Lai Qilong, Yao Shuai, Zha Yuguo, Zhang Haohong, Zhang Haobo, Ye Ying, Zhang Yonghui, Bai Hong, Ning Kang
MOE Key Laboratory of Molecular Biophysics of the Ministry of Education, Hubei Key Laboratory of Bioinformatics and Molecular-imaging, Center of AI Biology, Department of Bioinformatics and Systems Biology, College of Life Science and Technology, Huazhong University of Science and Technology, Wuhan 430074, Hubei, China.
Hubei Key Laboratory of Natural Medicinal Chemistry and Resource Evaluation, School of Pharmacy, Tongji Medical College, Huazhong University of Science and Technology, Wuhan 430030, Hubei, China.
Nucleic Acids Res. 2025 Apr 10;53(7). doi: 10.1093/nar/gkaf305.

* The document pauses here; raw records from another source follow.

PR #962, opened 2026-04-14
TT-16964 - remove sbom job from release workflow

bsten-tyk:
## Description

This PR fixes three CI/CD issues introduced by commit 339740c ("security: pin actions to SHA, harden CI permissions, pin Docker images" #956) that have broken both the `ci-test.yml` and `release.yml` workflows on master since April 1, 2026.

**Changes:**

1. **Remove `sbom` job from `release.yml`** -- The `sbom` job calls a reusable workflow that requests `id-token: write`, but the workflow-level `permissions` block only grants `contents: read`. This caused all release workflow runs on master to fail with `startup_failure`.

2. **Fix `goimports` install in `ci-test.yml`** -- The security hardening changed `go install` to `go run` for goimports. `go run` executes the tool once but does not install the binary to PATH, causing `ci-test.sh` to fail with "goimports: command not found". Restored to `go install` with a pinned version (`@v0.33.0`).

3. **Fix multi-platform manifest digests in `Dockerfile.distroless`** -- Base images were pinned to single-platform (amd64-only) SHA256 digests instead of multi-platform manifest list digests. This broke arm64 and s390x Docker builds because `dpkg` rejected architecture mismatches. Replaced with manifest list digests that cover all required platforms.

## Related Issue

TT-16964

## Motivation and Context

Both CI workflows (`ci-test.yml` and `release.yml`) have been broken on master since April 1, 2026 due to unintended side effects from the security hardening commit. No successful release workflow run has occurred since March 26. This PR restores CI functionality while preserving the security intent (pinned versions and digests).

## How This Has Been Tested

- The `sbom` permission error is a workflow validation failure at parse time -- removing the job eliminates it.
- The `goimports` fix was verified by analyzing the CI failure logs showing "command not found" at `ci-test.sh:33`.
- The Dockerfile digest fix was verified using `docker buildx imagetools inspect` to confirm manifest list digests cover amd64, arm64, and s390x platforms.

N/A

## Types of changes

## Checklist

- [x] Make sure you are requesting to **pull a topic/feature/bugfix branch** (right side).
- [x] Make sure you are making a pull request against the **`master` branch** (left side).
  - [x] `go fmt -s`
  - [x] `go vet`


ci/Dockerfile.distroless
```diff
@@ -10,7 +10,7 @@ ENV DEBIAN_FRONTEND=noninteractive
 COPY ${BUILD_PACKAGE_NAME}_*${TARGETARCH}.deb /
 RUN dpkg -i /${BUILD_PACKAGE_NAME}_*${TARGETARCH}.deb && rm /*.deb
 
-FROM gcr.io/distroless/static-debian12:nonroot@sha256:5074667eecabac8ac5c5d395100a153a7b4e8426181cca36181cd019530f00c8
+FROM gcr.io/distroless/static-debian12:nonroot@sha256:a9329520abc449e3b14d5bc3a6ffae065bdde0f02667fa10880c49b35c109fd1
```
asutosh: I don't think we can add sha here, we depend on this step to get the latest debian security fix during the build time for all our releases.
If we pin to a sha here, it would break this workflow, and we'll no longer get security fixes, unless we update the image digests for every release, and all our CVE timelines/SLAs for debian fixes would break.
I think it could work with an associated workflow with dependabot or digestabot to update digests, but these PRs should still be approved, merged and picked to the right branches to get the latest updates.
Until we have such similar steps set up in practice, I don't think we can use sha pinning here, and will have to accept this risk, and trust google/debian that the upstream images pulled using tags are safe.

bsten-tyk: okay, updated tags in c2444a01145c191fa7d9d7eedd6735f7fc5a626e based on your suggestion.

ci/Dockerfile.distroless
```diff
@@ -10,7 +10,7 @@ ENV DEBIAN_FRONTEND=noninteractive
 COPY ${BUILD_PACKAGE_NAME}_*${TARGETARCH}.deb /
 RUN dpkg -i /${BUILD_PACKAGE_NAME}_*${TARGETARCH}.deb && rm /*.deb
 
-FROM gcr.io/distroless/static-debian12:nonroot@sha256:5074667eecabac8ac5c5d395100a153a7b4e8426181cca36181cd019530f00c8
+FROM gcr.io/distroless/static-debian12:nonroot
```
asutosh, line 13: We can move to debian 13 here, as with nonroot static images, there shouldn't be no issue with bumping debian version. (No GLIBC)

asutosh (approved):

Biosynthetic gene clusters (BGCs), key in synthesizing microbial secondary metabolites, are mostly hidden in microbial genomes and metagenomes. To unearth this vast potential, we present BGC-Prophet, a transformer-based language model for BGC prediction and classification. Leveraging the transformer encoder, BGC-Prophet captures location-dependent relationships between genes. As one of the pioneering ultrahigh-throughput tools, BGC-Prophet significantly surpasses existing methods in efficiency and fidelity, enabling comprehensive pan-phylogenetic and whole-metagenome BGC screening. Through the analysis of 85 203 genomes and 9428 metagenomes, BGC-Prophet has profiled an extensive array of sub-million BGCs. It highlights notable enrichment in phyla like Actinomycetota and the widespread distribution of polyketide, NRP, and RiPP BGCs across diverse lineages. It reveals enrichment patterns of BGCs following important geological events, suggesting environmental influences on BGC evolution. BGC-Prophet's capabilities in detection of BGCs and evolutionary patterns offer contributions to deeper understanding of microbial secondary metabolites and application in synthetic biology.
生物合成基因簇(BGCs)是合成微生物次级代谢产物的关键,大多隐藏于微生物基因组和宏基因组中。为挖掘这一巨大潜力,我们推出了BGC-Prophet,这是一种基于Transformer的用于BGC预测和分类的语言模型。利用Transformer编码器,BGC-Prophet捕捉基因之间的位置依赖关系。作为开创性的超高通量工具之一,BGC-Prophet在效率和保真度方面显著超越现有方法,能够进行全面的泛系统发育和全宏基因组BGC筛选。通过对85203个基因组和9428个宏基因组的分析,BGC-Prophet描绘了大量规模达数百万以下的BGCs。它突出了放线菌门等门类中的显著富集以及聚酮化合物、非核糖体肽和核糖体合成和翻译后修饰肽BGCs在不同谱系中的广泛分布。它揭示了重要地质事件后BGCs的富集模式,表明环境对BGC进化的影响。BGC-Prophet在BGC检测和进化模式方面的能力有助于更深入地了解微生物次级代谢产物并应用于合成生物学。